Could every entry be set down once more, exactly as given?

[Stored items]
********

PR #794, opened 2024-02-21
bug/rc-dive

ferrom-jaia:
## Summary
Removing interval for RC when the dive button is clicked

## Details
In RC mode if the operator was driving a bot and then proceeded to send the RC dive command the bot would get interrupted 2 times a second while comms were still good. To resolve this we removed the interval to send the RC commands when the dive command is clicked.

## Testing
1. To test start a simulation with 1 bot running at 1 warp
2. Open liaison: http://localhost:30002/?_=/scope
3. Watch engineering command messages and low control messages
4. Open JCC
5. Split the screen to watch both JCC and liaison
6. Put bot in RC mode and send a rudder command
7. You will see engineering messages being sent periodically
8. Then click on the dive button in the RC dive mode
9. These engineering messages should stop coming in


michael-jaia (approved):
Code looks good and I followed the testing instructions. I watched the engineering command come through in Manual Dual and then when I sent an RC dive command, the engineering command timestamp remained fixed until sent another command by using Manual Single to drive forward.

PR #796, opened 2024-02-21
Task/fix apt cacher

tsaubergine:
Fixes issues arising from https://github.com/jaiarobotics/jaiabot/pull/783:

- Ansible 2.9 (Ubuntu 20.04) does not properly understand "ansible.builtin.shell" (but "shell" works). Revert to using "shell"
- Add support for pulling offline / online with hub cache update from hub ID that is not hub0 (defaults to hub1 in Liaison drop-down menu).

image


ferrom-jaia (approved):
Looks good! Will test on fleet 1 02-22-2024.

PR #802, opened 2024-02-26
Task/data pull

tsaubergine:
## Switch bot to hub data offload to be a pull from the hub (rather than a push from the bots).

https://jaia-innovation.atlassian.net/browse/JAIAB-892?atlOrigin=eyJpIjoiNGYxN2U3MzI0ZDlkNDYwNGE4M2ExOGU4NzE2MGM5N2MiLCJwIjoiaiJ9

### Background

To support easier fleet configuration and management, **we want to switch to having a single Yubikey control runtime SSH access** from the hub to the bots, and remove the need for the bots to ever SSH into the hub. This means we can go from provisioning a large number of SSH keys per fleet to just one per hub.

### Implementation

See sequence diagram at https://github.com/jaiarobotics/jaiabot/blob/task/data-pull/src/doc/markdown/page60_mission_management.md#log-offload

In order to support this hub-only SSH scenario, we needed to switch the `rsync` command for data offload to be run on the hub (pull) rather the bots (push). This pull request implements this.

The **end result of the data offload process is largely identical** to before (files get put in /var/log/jaiabot/bot_offload on the hub and /var/log/jaiabot/archive on the bot, and old files get removed). The process is a bit different, where the **old "jaiabot-dataoffload.sh" script functionality is now split into three simpler scripts**:

- "jaia**bot**-predataoffload.sh" - Run on the bot (stage the desired files - typically to /var/log/jaiabot/staging).
- "jaia**hub**-dataoffload.sh" - Run on the hub (actually does the offload - typically to /var/log/jaiabot/bot_offload).
- "jaia**bot**-postdataoffload.sh" - Run on the bot (archive - typically to /var/log/jaiabot/archive - and remove old files).

While doing this, I also implemented some improvements to the data offload process by stopping logging entirely and closing the .goby log during data offload (and opening a new log when leaving data offload). **This removes the necessity to move/restore the various symlinks.**

State machine changes:
- Removed PostDeployment:DataProcessing as this placeholder state never ended up doing anything.
- Added new PostDeployment:Failed for cases when the data offload fails for some reason. From here EvRetryDataOffload can be posted (or EvShutdown can be sent).
- `goby_logger` stops logging when entering PostDeployment:DataOffload *and* closes the log. Thus, we can move around the log files without concern about whether one of them is being written to.
- While entering PostDeployment:DataOffload, the "jaiabot-predataoffload.sh" script is run to move the desired files to be offloaded to a "staging" directory (typically /var/log/jaiabot/staging).
- Once the hub_manager notes that a bot has entered PostDeployment:DataOffload, it queues up an offload for that bot, which is done in series. Each offload is run from the hub using the "jaiahub-dataoffload.sh" script (which runs rsync to move the files from "staging" to the offload directory on the hub, typically /var/log/jaiabot/bot_offload).
- When the hub_manager offload completes (or fails), it sends the new command type DATAOFFLOAD_COMPLETE (or _FAILED) to the bot, which then enters PostDeployment:Idle (or PostDeployment:Failed).
- As it exits PostDeplyment:DataProcessing, the bot runs the "jaiabot-postdataoffload.sh" script to move the files from staging in the archive directory (typically /var/log/jaiabot/archive) and removes any files in archive or log_dir that are older than a week (as before). `goby_logger` is also commanded to START_LOGGING (which creates a new .goby log).

Message changes:
- Removed `data_offload_percentage` from BotStatus
- Added `BotOffloadData` (including `data_offload_percentage`  and success/failure) to HubStatus
- Add DATA_OFFLOAD_COMPLETE / DATA_OFFLOAD_FAILED CommandTypes to Command message.

Minor additional changes:
- For commands from the hub, check in `jaiabot_hub_manager` to ensure the timestamp will be unique upon receipt at the bot so unique commands are not rejected as duplicate based on the timestamp. If the timestamp will not be unique, increment the timestamp by the required amount to make it unique (currently one second). This is important when sending commands automatically from hub_manager as the RECOVERED command can be sent very shortly before DATA_OFFLOAD_COMPLETE if there is little data to offload.
- I added support to the docker-arm64-build-and-deploy.sh script to allow it to deploy to a virtualbox fleet.
- Add support for different distros (focal/jammy), repos (e.g. continuous, release, beta) and versions (1.y, etc) to the scripts docker-arm64-build-and-deploy.sh and docker-build-build-system.sh. Defaults to focal/release/1.y if the applicable env vars are not set.
- Cleaned up CMakeLists.txt for install of various scripts.
- Added libjaiabot_moos_gateway_plugin.so.1 to the list of goby_logger libraries so these extensions get included in the .goby log files (I had to rename jaiabot.protobuf.jaiabot_config -> jaiabot.protobuf.jaiabot_gateway_config to avoid conflicting with the same name used by Liaison).

### Requirements

Requires Goby 3.1.4 (in packages.jaia.tech *staging* which points to *test* and *continuous* repos only). This version adds the ability for `goby_logger` to close an old log when STOP_LOGGING is sent. This allows us to stop logging *and* have the log file closed (and thus rotated when we start logging) during DATA_OFFLOAD.

### To do
- **Update JCC to use HubStatus values to track download progress wheels**
- Probably also want to have a way to send RETRY_DATA_OFFLOAD from JCC if bots are in PostDeployment:Failed.

### Testing performed

Used VirtualFleet with 2 bots, 1 hub, deployed both with Debian package and using docker-arm64-build-and-deploy.sh

```
export jaiabot_repo=continuous
export jaiabot_version=1.y
export jaiabot_machine_type=virtualbox
./docker-build-build-system.sh

jaiabot_systemd_type=bot ./docker-arm64-build-and-deploy.sh bot1-virtualfleet6 bot2-virtualfleet6
jaiabot_systemd_type=hub ./docker-arm64-build-and-deploy.sh hub1-virtualfleet6

```

Tested that:
- Data are offloaded into correct bot_offload directory in hub.
- Data are moved into correct archive directory on bots.
- Data are deleted if older than 7 days (fudged with `touch`)
- HubStatus correctly reports data offload percentage.
- Bots transition to PostDeployment:Idle on success
- Bots transition to PostDeployment:Failed on failure.
- The whole process is reproducible across several missions.
- .goby files can be converted into reasonable looking .txt files (`for i in *.goby; do goby log convert $i; done`)


tsaubergine:
@ferrom-jaia Merged in 1.y and resolved conflicts.

tsaubergine:
Merge conflicts resolved and retested using 2 bot / 1 hub VirtualFleet (VirtualBox).

Fixed installing jcc.conf using docker-arm64-build-and-deploy.sh

ferrom-jaia (approved):
Looks great! Tested on fleet 0 with hub 1 and bot 1.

********

▶ **TASK ANSWER**
PR #794, opened 2024-02-21
bug/rc-dive

ferrom-jaia:
## Summary
Removing interval for RC when the dive button is clicked

## Details
In RC mode if the operator was driving a bot and then proceeded to send the RC dive command the bot would get interrupted 2 times a second while comms were still good. To resolve this we removed the interval to send the RC commands when the dive command is clicked.

## Testing
1. To test start a simulation with 1 bot running at 1 warp
2. Open liaison: http://localhost:30002/?_=/scope
3. Watch engineering command messages and low control messages
4. Open JCC
5. Split the screen to watch both JCC and liaison
6. Put bot in RC mode and send a rudder command
7. You will see engineering messages being sent periodically
8. Then click on the dive button in the RC dive mode
9. These engineering messages should stop coming in


michael-jaia (approved):
Code looks good and I followed the testing instructions. I watched the engineering command come through in Manual Dual and then when I sent an RC dive command, the engineering command timestamp remained fixed until sent another command by using Manual Single to drive forward.

PR #796, opened 2024-02-21
Task/fix apt cacher

tsaubergine:
Fixes issues arising from https://github.com/jaiarobotics/jaiabot/pull/783:

- Ansible 2.9 (Ubuntu 20.04) does not properly understand "ansible.builtin.shell" (but "shell" works). Revert to using "shell"
- Add support for pulling offline / online with hub cache update from hub ID that is not hub0 (defaults to hub1 in Liaison drop-down menu).

image


ferrom-jaia (approved):
Looks good! Will test on fleet 1 02-22-2024.

PR #802, opened 2024-02-26
Task/data pull

tsaubergine:
## Switch bot to hub data offload to be a pull from the hub (rather than a push from the bots).

https://jaia-innovation.atlassian.net/browse/JAIAB-892?atlOrigin=eyJpIjoiNGYxN2U3MzI0ZDlkNDYwNGE4M2ExOGU4NzE2MGM5N2MiLCJwIjoiaiJ9

### Background

To support easier fleet configuration and management, **we want to switch to having a single Yubikey control runtime SSH access** from the hub to the bots, and remove the need for the bots to ever SSH into the hub. This means we can go from provisioning a large number of SSH keys per fleet to just one per hub.

### Implementation

See sequence diagram at https://github.com/jaiarobotics/jaiabot/blob/task/data-pull/src/doc/markdown/page60_mission_management.md#log-offload

In order to support this hub-only SSH scenario, we needed to switch the `rsync` command for data offload to be run on the hub (pull) rather the bots (push). This pull request implements this.

The **end result of the data offload process is largely identical** to before (files get put in /var/log/jaiabot/bot_offload on the hub and /var/log/jaiabot/archive on the bot, and old files get removed). The process is a bit different, where the **old "jaiabot-dataoffload.sh" script functionality is now split into three simpler scripts**:

- "jaia**bot**-predataoffload.sh" - Run on the bot (stage the desired files - typically to /var/log/jaiabot/staging).
- "jaia**hub**-dataoffload.sh" - Run on the hub (actually does the offload - typically to /var/log/jaiabot/bot_offload).
- "jaia**bot**-postdataoffload.sh" - Run on the bot (archive - typically to /var/log/jaiabot/archive - and remove old files).

While doing this, I also implemented some improvements to the data offload process by stopping logging entirely and closing the .goby log during data offload (and opening a new log when leaving data offload). **This removes the necessity to move/restore the various symlinks.**

State machine changes:
- Removed PostDeployment:DataProcessing as this placeholder state never ended up doing anything.
- Added new PostDeployment:Failed for cases when the data offload fails for some reason. From here EvRetryDataOffload can be posted (or EvShutdown can be sent).
- `goby_logger` stops logging when entering PostDeployment:DataOffload *and* closes the log. Thus, we can move around the log files without concern about whether one of them is being written to.
- While entering PostDeployment:DataOffload, the "jaiabot-predataoffload.sh" script is run to move the desired files to be offloaded to a "staging" directory (typically /var/log/jaiabot/staging).
- Once the hub_manager notes that a bot has entered PostDeployment:DataOffload, it queues up an offload for that bot, which is done in series. Each offload is run from the hub using the "jaiahub-dataoffload.sh" script (which runs rsync to move the files from "staging" to the offload directory on the hub, typically /var/log/jaiabot/bot_offload).
- When the hub_manager offload completes (or fails), it sends the new command type DATAOFFLOAD_COMPLETE (or _FAILED) to the bot, which then enters PostDeployment:Idle (or PostDeployment:Failed).
- As it exits PostDeplyment:DataProcessing, the bot runs the "jaiabot-postdataoffload.sh" script to move the files from staging in the archive directory (typically /var/log/jaiabot/archive) and removes any files in archive or log_dir that are older than a week (as before). `goby_logger` is also commanded to START_LOGGING (which creates a new .goby log).

Message changes:
- Removed `data_offload_percentage` from BotStatus
- Added `BotOffloadData` (including `data_offload_percentage`  and success/failure) to HubStatus
- Add DATA_OFFLOAD_COMPLETE / DATA_OFFLOAD_FAILED CommandTypes to Command message.

Minor additional changes:
- For commands from the hub, check in `jaiabot_hub_manager` to ensure the timestamp will be unique upon receipt at the bot so unique commands are not rejected as duplicate based on the timestamp. If the timestamp will not be unique, increment the timestamp by the required amount to make it unique (currently one second). This is important when sending commands automatically from hub_manager as the RECOVERED command can be sent very shortly before DATA_OFFLOAD_COMPLETE if there is little data to offload.
- I added support to the docker-arm64-build-and-deploy.sh script to allow it to deploy to a virtualbox fleet.
- Add support for different distros (focal/jammy), repos (e.g. continuous, release, beta) and versions (1.y, etc) to the scripts docker-arm64-build-and-deploy.sh and docker-build-build-system.sh. Defaults to focal/release/1.y if the applicable env vars are not set.
- Cleaned up CMakeLists.txt for install of various scripts.
- Added libjaiabot_moos_gateway_plugin.so.1 to the list of goby_logger libraries so these extensions get included in the .goby log files (I had to rename jaiabot.protobuf.jaiabot_config -> jaiabot.protobuf.jaiabot_gateway_config to avoid conflicting with the same name used by Liaison).

### Requirements

Requires Goby 3.1.4 (in packages.jaia.tech *staging* which points to *test* and *continuous* repos only). This version adds the ability for `goby_logger` to close an old log when STOP_LOGGING is sent. This allows us to stop logging *and* have the log file closed (and thus rotated when we start logging) during DATA_OFFLOAD.

### To do
- **Update JCC to use HubStatus values to track download progress wheels**
- Probably also want to have a way to send RETRY_DATA_OFFLOAD from JCC if bots are in PostDeployment:Failed.

### Testing performed

Used VirtualFleet with 2 bots, 1 hub, deployed both with Debian package and using docker-arm64-build-and-deploy.sh

```
export jaiabot_repo=continuous
export jaiabot_version=1.y
export jaiabot_machine_type=virtualbox
./docker-build-build-system.sh

jaiabot_systemd_type=bot ./docker-arm64-build-and-deploy.sh bot1-virtualfleet6 bot2-virtualfleet6
jaiabot_systemd_type=hub ./docker-arm64-build-and-deploy.sh hub1-virtualfleet6

```

Tested that:
- Data are offloaded into correct bot_offload directory in hub.
- Data are moved into correct archive directory on bots.
- Data are deleted if older than 7 days (fudged with `touch`)
- HubStatus correctly reports data offload percentage.
- Bots transition to PostDeployment:Idle on success
- Bots transition to PostDeployment:Failed on failure.
- The whole process is reproducible across several missions.
- .goby files can be converted into reasonable looking .txt files (`for i in *.goby; do goby log convert $i; done`)


tsaubergine:
@ferrom-jaia Merged in 1.y and resolved conflicts.

tsaubergine:
Merge conflicts resolved and retested using 2 bot / 1 hub VirtualFleet (VirtualBox).

Fixed installing jcc.conf using docker-arm64-build-and-deploy.sh

ferrom-jaia (approved):
Looks great! Tested on fleet 0 with hub 1 and bot 1.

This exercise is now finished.